10–17 Jul 2019
Ghent
Europe/Brussels timezone

Results and prospects with the CMS-TOTEM Precision Proton Spectrometer

12 Jul 2019, 12:00
15m
Campus Ledeganck - Aud. 6 (Ghent)

Campus Ledeganck - Aud. 6

Ghent

Parallel talk QCD and Hadronic Physics QCD and Hadronic Physics

Speaker

Laurent Forthomme (Helsinki Institute of Physics (FI))

Description

The PPS (Precision Proton Spectrometer) detector system consists of silicon tracking stations as well as timing detectors to measure both the position and direction of protons and their time-of-flight with high precision. They are located at around 200 m from the interaction point in the very forward region on both sides of the CMS experiment. PPS is built to study Central Exclusive Production (CEP) in proton-proton collisions at the LHC, including the photon-photon production of W and Z boson pairs, high-mass diphoton and dilepton production, high-$p_T$ jet production, as well as searches for anomalous couplings and new resonances.

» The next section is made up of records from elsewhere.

PR #650, opened 2018-06-13
Update documentation for stopOnError

dlecocq:
The `stopOnError` method invokes the provided function with both the error and the push function. This is useful for optionally rethrowing an error, defaulting to stopping the stream on error.


vqvu:
Thanks!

The PPS detector has taken data at high luminosity while fully integrated to the CMS experiment. The total data collected correspond to around 100~${\rm fb}^{-1}$ during the LHC Run 2. In this presentation the PPS operation, commissioning and performance are discussed.

Exclusive dilepton production at high masses has been observed in the CMS detector while one or two outgoing protons are measured in PPS using around 10~${\rm fb}^{-1}$ of data accumulated in 2016 during high-luminosity LHC operation. These results show a good understanding, calibration and alignment of the new PPS detectors.